[Stored items]
PR #12365, opened 2022-09-10
Allowing multiple INavigationManager

Skrypt:
Provide the ability to create multiple INavigationManagers without needing to create a new SomeMenuShapes.cs. Using NavigationShapes should be sufficient.


src/OrchardCore/OrchardCore.Navigation.Core/ServiceCollectionExtensions.cs
```diff
@@ -1,20 +0,0 @@
...
-    public static class ServiceCollectionExtensions
-    {
-        /// <summary>
-        /// Adds tenant level services.
-        /// </summary>
-        /// <param name="services"></param>
-        /// <returns></returns>
-        public static IServiceCollection AddNavigation(this IServiceCollection services)
-        {
-            services.TryAddScoped<INavigationManager, NavigationManager>();
```
Skrypt, line 15: This cause issues with services resolution when using `scope.ServiceProvider.GetServices<INavigationManager>()` so I needed to remove it for now unless we find a better solution because it should not do that.

@jtkech

src/OrchardCore.Modules/OrchardCore.Navigation/NavigationShapes.cs
```diff
@@ -39,33 +39,38 @@ public void Discover(ShapeTableBuilder builder)
                     var viewContextAccessor = context.ServiceProvider.GetRequiredService<ViewContextAccessor>();
                     var viewContext = viewContextAccessor.ViewContext;
 
-                    var navigationManager = context.ServiceProvider.GetRequiredService<INavigationManager>();
+                    var navigationManagers = context.ServiceProvider.GetServices<INavigationManager>();
```
Skrypt, line 42: Here is where I was not able to get the registered services when using the ServiceCollectionExtensions.cs for registering the admin menu INavigationManager.

src/OrchardCore/OrchardCore.Navigation.Core/ServiceCollectionExtensions.cs
jtkech: @Skrypt 

If you need to register multiple implementations and be able to resolve them with `GetServices()`.

    services.AddScoped<INavigationManager, NavigationManager1>();
    services.AddScoped<INavigationManager, NavigationManager2>();

To prevent to re-add the same implementation

    services.TryAddEnumerable(ServiceDescriptor.Scoped<INavigationManager, NavigationManager1>());
    services.TryAddEnumerable(ServiceDescriptor.Scoped<INavigationManager, NavigationManager2>());

Idem with a generic extension

    public static IServiceCollection AddNavigation<T>(this IServiceCollection services)
    {
        services.TryAddEnumerable(ServiceDescriptor.Scoped<INavigationManager, T>());
    }

Skrypt: What you are suggesting here is that TryAddEnumerable will work better than TryAddScoped in this case inside a ServiceCollectionExtensions method?

jtkech: Yes, it depends on what is needed, `TryAddScoped` prevent to re-register the same `ServiceType` whatever the `ImplementationType`, useful in an extension which may be called multiple time. But when you want to override a service implementation you need to use `AddScoped` (or `Replace`) so that the last registered will be resolved when you inject/get a single service of this `ServiceType`.

Here the `ServiceType` is `INavigationManager`, the `ImplementationType` is `NavigationManager`.

When we need to inject an `IEnumerable<IScopedService>` or use `GetServices`, we should not use `TryAddScoped` to register other implementations, most of the time we just use `AddScoped` and that's okay if we are sure that we use it once per `ImplementationType`, otherwise when resolved e.g. with `Getservices` we would get and use the same implementation multiple times.

Finally to register multiple `ImplementationType` of the same `ServiceType` but also to prevent from registering duplicate `ImplementationType` we can use `TryAddEnumerable `.

src/OrchardCore/OrchardCore.Navigation.Core/ServiceCollectionExtensions.cs
```diff
@@ -12,8 +12,7 @@ public static class ServiceCollectionExtensions
         /// <returns></returns>
         public static IServiceCollection AddNavigation(this IServiceCollection services)
         {
-            services.TryAddScoped<INavigationManager, NavigationManager>();
-
+            services.TryAddEnumerable(ServiceDescriptor.Scoped<INavigationManager, NavigationManager>());
```
hishamco, line 15: Add new line after

src/OrchardCore.Modules/OrchardCore.AdminMenu/Startup.cs
```diff
@@ -36,7 +36,7 @@ public override void ConfigureServices(IServiceCollection services)
             services.AddScoped<IAdminMenuPermissionService, AdminMenuPermissionService>();
 
             services.AddScoped<IAdminMenuService, AdminMenuService>();
-            services.AddScoped<AdminMenuNavigationProvidersCoordinator, AdminMenuNavigationProvidersCoordinator>();
```
hishamco, line 39: Not sure why we did this before ;)

src/OrchardCore.Modules/OrchardCore.Navigation/NavigationShapes.cs
```diff
@@ -38,34 +38,37 @@ public void Discover(ShapeTableBuilder builder)
...
-                        var routeData = new RouteValueDictionary(route.Values);
-                        var query = httpContext.Request.Query;
+                        var menuItems = await navigationManager.BuildMenuAsync(menuName, viewContext);
+                        var httpContext = httpContextAccessor.HttpContext;
 
-                        if (query != null)
+                        if (httpContext != null)
                         {
-                            foreach (var pair in query)
+                            // adding query string parameters
```
hishamco, line 52: Can we extract this into a `private` method?

hishamco (changes requested):

src/OrchardCore.Modules/OrchardCore.AdminMenu/Startup.cs
Skrypt: I can't say :)

src/OrchardCore.Modules/OrchardCore.Navigation/NavigationShapes.cs
Skrypt: There will be no reusability, but I see your point. I don't think it is necessary here.

PR #12368, opened 2022-09-10
Update the action bar on manage contents page

### LINKED ISSUE #12367: Improve the look of the action bar in all the views
### Describe the bug
When using a mobile phone to manage contents (or any view with action bar), the search input on the top shows up very small.

image

Also, on the filter button on the left, can we remove the round corner between the button and the input?

image

MikeAlhayek:
Fix #12367

## Web view

Here is a before screenshot 
image

Here is an after screenshot
image

## Mobile view
Here is a before screenshot
image

Here is an after schreenshot
image


hishamco:
Can we increase the search bar little to make the spacing consistent

MikeAlhayek:
@hishamco I made some more changes to the second action bar along with the action bar spacing. check out the updated screenshots

Skrypt:
Can we see what the searchbar looks like now when width = 100%?

Skrypt:
Also, need to see if these UI fixes need to be applied everywhere else.

MikeAlhayek:
@Skrypt the PR #12368 has the before and after screenshots.

image

image

Skrypt:
can you try and add a w-md-50 or w-lg-50 class there.

src/OrchardCore.Modules/OrchardCore.Contents/Views/ContentsAdminListSearch.cshtml
```diff
@@ -2,32 +2,36 @@
...
+    {
+        "dropdown-menu"
+    };
+
+    if (CultureInfo.CurrentUICulture.IsRightToLeft())
+    {
+        dropdownClassList.Add("dropdown-menu-start");
+    }
 }
-<div class="input-group input-group-sm w-50 d-inline-flex has-filter">
```
Skrypt, line 6: here try w-md-50 or w-lg-50 instead.

MikeAlhayek:
I personally think it looks better with 100% width.

Skrypt:
I can't argue with taste. If you have a 4k screen it will make a long search input bar. That's why it was added.

Skrypt:
Here as an example Github does not use full width:

image

Skrypt:
Unless you would need to type long search strings that are equivalent to the full width size of a 4k screen I don't see the added value either.

Skrypt (approved):

hishamco:
I'm not sure if I'm the only one see extra space before the new dropdown

Skrypt:
Add a screenshot. I can't see it either! 😄

hishamco:
I think there's two extra pixels before the new dropdown comparing with the spacing after, needs BIG 👀

Skrypt:
I don't see any extra pixels in his screenshots.

hishamco:
@MikeAlhayek could you please inspect the spacing before and after the new dropdown? It looks good but that's why designer is better than devs because they taking care about each pixel :)

MikeAlhayek:
@hishamco I did not add a drop down menu. Can you show us where are you pointing to? I would say share a screen shot with the develops so that they can see through a designer eyes :)

Skrypt:
The filter button?

hishamco:
I just measure the spaces before and after the new dropdown seems the quality here as @Skrypt mentioned, both are 16 px, so seems I need to close my eyes ;)

hishamco:
@MikeAlhayek could you please check tenants page? I remembered I saw similar issue

MikeAlhayek:
@hishamco yea same problem exists in multiple pages. I want to focus on Contents module for now, once all agree on the change and is merged, I'll apply the same on the rest like OC.Tenant, OC.Features and possibly others.

hishamco:
We already agreed ;) I might help you on this

Thanks

hishamco (approved):

src/OrchardCore.Modules/OrchardCore.Contents/Views/ContentsAdminListSearch.cshtml
hishamco: @Skrypt are you fine to merge this without this suggestion?

hishamco:
@MikeAlhayek I just waiting for @Skrypt to reply on my above comment meanwhile could you please file an issue list all the places that we need to modify the action bar, this will make it easy for tracking and I can help you on this especially if it has a long list

src/OrchardCore.Modules/OrchardCore.Contents/Views/ContentsAdminListSearch.cshtml
MikeAlhayek: @Skrypt if you must have a max width set, we could add `w-xxl-75` just for super large screens.

MikeAlhayek:
Combined into #12421

hishamco:
I'm not sure why closed the PRs, small manageable PRs always good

● EXERCISE: The answer should consist solely of the lines from the first line above through the one with "jtkech: @Skrypt", both included, repeated exactly.

● ANSWER SECTION:
PR #12365, opened 2022-09-10
Allowing multiple INavigationManager

Skrypt:
Provide the ability to create multiple INavigationManagers without needing to create a new SomeMenuShapes.cs. Using NavigationShapes should be sufficient.


src/OrchardCore/OrchardCore.Navigation.Core/ServiceCollectionExtensions.cs
```diff
@@ -1,20 +0,0 @@
...
-    public static class ServiceCollectionExtensions
-    {
-        /// <summary>
-        /// Adds tenant level services.
-        /// </summary>
-        /// <param name="services"></param>
-        /// <returns></returns>
-        public static IServiceCollection AddNavigation(this IServiceCollection services)
-        {
-            services.TryAddScoped<INavigationManager, NavigationManager>();
```
Skrypt, line 15: This cause issues with services resolution when using `scope.ServiceProvider.GetServices<INavigationManager>()` so I needed to remove it for now unless we find a better solution because it should not do that.

@jtkech

src/OrchardCore.Modules/OrchardCore.Navigation/NavigationShapes.cs
```diff
@@ -39,33 +39,38 @@ public void Discover(ShapeTableBuilder builder)
                     var viewContextAccessor = context.ServiceProvider.GetRequiredService<ViewContextAccessor>();
                     var viewContext = viewContextAccessor.ViewContext;
 
-                    var navigationManager = context.ServiceProvider.GetRequiredService<INavigationManager>();
+                    var navigationManagers = context.ServiceProvider.GetServices<INavigationManager>();
```
Skrypt, line 42: Here is where I was not able to get the registered services when using the ServiceCollectionExtensions.cs for registering the admin menu INavigationManager.

src/OrchardCore/OrchardCore.Navigation.Core/ServiceCollectionExtensions.cs
jtkech: @Skrypt 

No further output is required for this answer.